How do I get money out of my accounts?
An FSA reimbursement form with required documentation will need to be submitted by fax (1-866-446-6090) or mail (P.O. Box 2797, Portland, OR 97208-2797) to PacificSource Administrators. If you wish, you can directly deposit your reimbursement check into a bank account.
The Benny™ Prepaid Benefits Card
PCC also offers the Benny Prepaid Benefits Card to those FSA participants who have a health care related expense account. The Benny Card gives you an easy, automatic way to pay for qualified health care expenses not covered by your health insurance. The card is actually a special stored –value debit card that draws on the value of your annual FSA election amount. No PIN is needed, and there is no cash back option. Whenever you incur a qualified healthcare expense, you swipe your Benny Card as you would a credit card. There is no cost to you for using the card. It will automatically be issued to you if you enroll in the health care related expense plan for 2014; however, you are not required to use the card. View more information on the Benny Card.
How Does FSA Operate?
Only expenses incurred on or after your FSA participation start date and prior to the end of the plan year are eligible for payment under the plan. the end of the plan year are eligible for payment under the plan. Expenses must be incurred during your plan year to be eligible for reimbursement. “Incurred” means the date the service was rendered, not the date you paid the bill. In the cases of termination, participation ends on the last day of the month in which you terminate.
Expenses for domestic partners and their children are not eligible for reimbursement since the federal government does not recognize domestic partnerships.

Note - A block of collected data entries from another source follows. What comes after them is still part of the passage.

PR #213, opened 2021-05-04
feat: read from and write to both s3 and local

Ben-Cheng:


Ben-Cheng:
transformer not working on s3 yet

MDavidson17 (approved):

PR #224, opened 2021-05-12
feat: cog from s3

MDavidson17:
uses vsis3 and adds aws credentials as env variables to docker command to take s3 input files for cogging.

### DIFF
--- a/topo_processor/cog/create_cog.py
+++ b/topo_processor/cog/create_cog.py
@@ -1,10 +1,15 @@
 import os
 
 from topo_processor.cog.command import Command
+from topo_processor.util.aws_credentials import get_credentials
 
 
 def create_cog(input_path: str, output_path: str, compression_method: str) -> str:
     cmd = Command("gdal_translate", {"container": "osgeo/gdal", "tag": "ubuntu-small-latest"})
+    if input_path.startswith("/vsis3"):
+        cmd.env(f"AWS_ACCESS_KEY_ID={get_credentials().access_key}")
+        cmd.env(f"AWS_SECRET_ACCESS_KEY={get_credentials().secret_key}")
+        cmd.env(f"AWS_SESSION_TOKEN={get_credentials().token}")
     cmd.mount(input_path)
     cmd.mount(os.path.dirname(output_path))
     cmd.arg(input_path)
--- a/topo_processor/cog/create_cog.py
+++ b/topo_processor/cog/create_cog.py
@@ -6,10 +6,13 @@ from topo_processor.util.aws_credentials import get_credentials
 
 def create_cog(input_path: str, output_path: str, compression_method: str) -> str:
     cmd = Command("gdal_translate", {"container": "osgeo/gdal", "tag": "ubuntu-small-latest"})
-    if input_path.startswith("/vsis3"):
+
+    if input_path.startswith("s3://"):
         cmd.env(f"AWS_ACCESS_KEY_ID={get_credentials().access_key}")
         cmd.env(f"AWS_SECRET_ACCESS_KEY={get_credentials().secret_key}")
         cmd.env(f"AWS_SESSION_TOKEN={get_credentials().token}")
+        input_path = f"/vsis3/{input_path.replace('s3://', '')}"
+
     cmd.mount(input_path)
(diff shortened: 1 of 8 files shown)


topo_processor/data/data_transformers/data_transformer_imagery_historic.py
```diff
@@ -23,18 +23,26 @@ def is_applicable(self, item: Item) -> bool:
...
-            if is_tiff(asset.source_path):
-                start_time = time_in_ms()
-                output_path = os.path.join(item.collection.get_temp_dir(), f"{ulid.ULID()}.tiff")
+            if not is_tiff(asset.source_path):
+                return
+
+            start_time = time_in_ms()
+            output_path = os.path.join(item.collection.get_temp_dir(), f"{ulid.ULID()}.tiff")
+
+            if asset.source_path.startswith("s3://"):
```
blacha, line 32: I think this change should be handled inside the `create_cog`

and we should have a `path.is_s3(source_path)` function somewhere rather than doing startswith `s3://`

topo_processor/cog/create_cog.py
```diff
@@ -1,10 +1,19 @@
...
 from topo_processor.cog.command import Command
+from topo_processor.file_system.get_fs import is_s3_path
+from topo_processor.util.aws_credentials import get_credentials
 
 
 def create_cog(input_path: str, output_path: str, compression_method: str) -> str:
     cmd = Command("gdal_translate", {"container": "osgeo/gdal", "tag": "ubuntu-small-latest"})
+
+    if is_s3_path(input_path):
+        cmd.env(f"AWS_ACCESS_KEY_ID={get_credentials().access_key}")
```
blacha, line 12: credentials may vary based on source/destination, 

I think we need a `get_credentials(path)` which then splits it into the `bucket` and `key` component and loads the credentials based off the `bucket` name failing back to the OS `AWS_PROFILE` if none are configured.

topo_processor/util/aws_credentials.py
```diff
@@ -0,0 +1,13 @@
+import os
+
+import boto3
+
+credentials = None
+
+
+def get_credentials():
+    global credentials
+    if not credentials:
```
blacha, line 10: long running commands will need the credentials refreshed.

topo_processor/util/aws_credentials.py
```diff
@@ -3,11 +3,32 @@
...
-def get_credentials():
+def get_credentials(bucket_name: str):
     global credentials
-    if not credentials:
-        session = boto3.Session(profile_name=os.getenv("AWS_PROFILE"))
-        credentials = session.get_credentials()
+    if credentials:
+        return credentials
+
+    session = boto3.Session(profile_name=os.getenv("AWS_PROFILE"))
```
blacha, line 14: should move this outside of the function, we do not need a new session for every invocation

topo_processor/util/aws_credentials.py
```diff
@@ -3,11 +3,32 @@
...
+role_dict = {}
 
 
-def get_credentials():
+def get_credentials(bucket_name: str):
     global credentials
-    if not credentials:
-        session = boto3.Session(profile_name=os.getenv("AWS_PROFILE"))
-        credentials = session.get_credentials()
+    if credentials:
```
blacha, line 11: this check cannot be done before the `if bucket_name in role_dict` check.

as it will ignore the bucket specific checks.

topo_processor/util/aws_credentials.py
```diff
@@ -3,11 +3,32 @@
...
+
+    session = boto3.Session(profile_name=os.getenv("AWS_PROFILE"))
+
+    if bucket_name in role_dict:
+        if not role_dict[bucket_name]["client"]:
+            client = boto3.client()
+            client.assume_role(RoleArn=role_dict[bucket_name]["role"])
+            role_dict[bucket_name]["client"] = client
+        cred = role_dict[bucket_name]["client"].get("Credentials")
+        credentials = {
```
blacha, line 22: it would be easiest to just return this object here rather than setting it.

blacha (approved):

PR #276, opened 2021-07-05
fix: populate stac metadata hrefs with relative links

MDavidson17:


blacha (approved):

topo_processor/util/transfer_collection.py
```diff
@@ -9,19 +9,34 @@
 
 async def transfer_collection(collection: Collection, target: str):
     stac_collection = collection.create_stac()
+    stac_collection.set_self_href("./collection.json")
```
paulfouquet, line 12: I would recommend setting this in the collection.create_stac() function. What do you think?

paulfouquet (changes requested):
topo_processor/cli/tests/main_test.py
As you've modified this file, could you please remove line 26?

Also, check my comment on transfer_collection.py

paulfouquet (approved):

PR #277, opened 2021-07-06
fix: recursive file scanning

MDavidson17:
use fsspec.walk rather than fsspec.ls

[and add Paul as codeowner and remove Ben C]


topo_processor/stac/item_factory.py
```diff
@@ -21,12 +21,15 @@ async def process_directory(source_dir: str) -> None:
...
-        if is_s3_path(source_dir):
-            asset = get_asset(f"s3://{file_}")
-        else:
-            asset = get_asset(file_)
-        assets_to_process.append(metadata_loader_repo.load_metadata(asset))
+    for (path, _, files) in fs.walk(source_dir):
+        if not files:
+            continue
+        for file_ in files:
+            if is_s3_path(source_dir):
```
blacha, line 28: this is super annoying, imagine if we now had to support azure and google cloud... everywhere we do this we would now need 4 if statements :( is there something in the `fs` that does this for us?

topo_processor/file_system/join_overlapping_paths.py
```diff
@@ -0,0 +1,17 @@
+import difflib
+
+
+def join_overlapping_paths(path_one: str, path_two: str) -> str:
```
blacha, line 4: would be a good idea to have some unit tests for this.

.github/CODEOWNERS
```diff
@@ -1 +1 @@
-*   @blacha @MDavidson17 @Ben-Cheng 
+*   @blacha @paulfouquet @MDavidson17
```
blacha, line 1: this should really be a separate pr

blacha (approved):

PR #278, opened 2021-07-07
Fix/update stac v1.0.0

MDavidson17:
Update stac metadate to validate against STAC v1.0.0
nb: some workarounds as pypi pystac is outdated
nb: some metadata, i.e.- extents, are not completely implemented (they contain placeholder data)

### DIFF
--- a/topo_processor/stac/collection.py
+++ b/topo_processor/stac/collection.py
@@ -9,7 +9,7 @@ from linz_logger import get_log
 
 from topo_processor.util import Validity
 
-GLOBAL_PROVIDERS = [pystac.Provider(name="LINZ", description="Land Information New Zealand", roles=["Host"])]
+GLOBAL_PROVIDERS = [pystac.Provider(name="LINZ", description="Land Information New Zealand", roles=["host"])]
 if TYPE_CHECKING:
     from .item import Item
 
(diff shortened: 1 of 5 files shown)


topo_processor/stac/collection.py
```diff
@@ -58,9 +58,9 @@ def delete_temp_dir(self):
     def create_stac(self) -> pystac.Collection:
         stac = pystac.Collection(
             id=str(ulid.ULID()),
-            description=None,
-            license=None,
+            description="STAC Collection Metadata for Historical Imagery",
+            license="MIT",
```
blacha, line 62: We are not MIT ;)

topo_processor/stac/collection.py
```diff
@@ -58,9 +58,9 @@ def delete_temp_dir(self):
     def create_stac(self) -> pystac.Collection:
         stac = pystac.Collection(
             id=str(ulid.ULID()),
-            description=None,
-            license=None,
+            description="STAC Collection Metadata for Historical Imagery",
```
blacha, line 61: I think historical imagery specific stuff should be isolated into historical imagery specific stuff.

blacha (approved):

You may submit claims incurred during your plan year for 90 days after the end of the plan year, March 31. Claims submitted beyond this “run out” period, following the end of the plan year will be ineligible for reimbursement.
Once enrolled, you must remain a participant for the entire plan year unless a qualifying event occurs which may allow you to make an election change (see “When May I Enroll?”)
Use It or Lose It
This is a key point you must understand: If you have set aside dollars through salary reduction, and you do not use those dollars for claims incurred by the end of the plan year, you will lose your money. Because of this, it is recommended that you be conservative in the amount you set aside, especially if this is your first time using the FSA accounts. Also, it’s worth noting that many medically-related, over-the-counter expenses can be reimbursed from the Health Care Account. If you’re ending up the plan year with money left over, check to see what over-the-counter products you could purchase to take full advantage of the money you’ve set aside.
You may appeal a claim denial by submitting a Request for Review to PacificSource Administrators within 60 days after the earlier of the date of notice of your claim denial or the expiration of ninety (90) days after your claim was submitted. Contact a Benefits Specialist for more information (see below).
The above summary is intended to highlight only the major benefit provisions of the FSA plan. It is not meant as a Summary Plan Description for plan participants, nor does it intend to summarize the full provisions, limitations and exclusions of this plan. Please refer to the College’s Summary Plan Description for detailed information regarding the operation of the FSA program.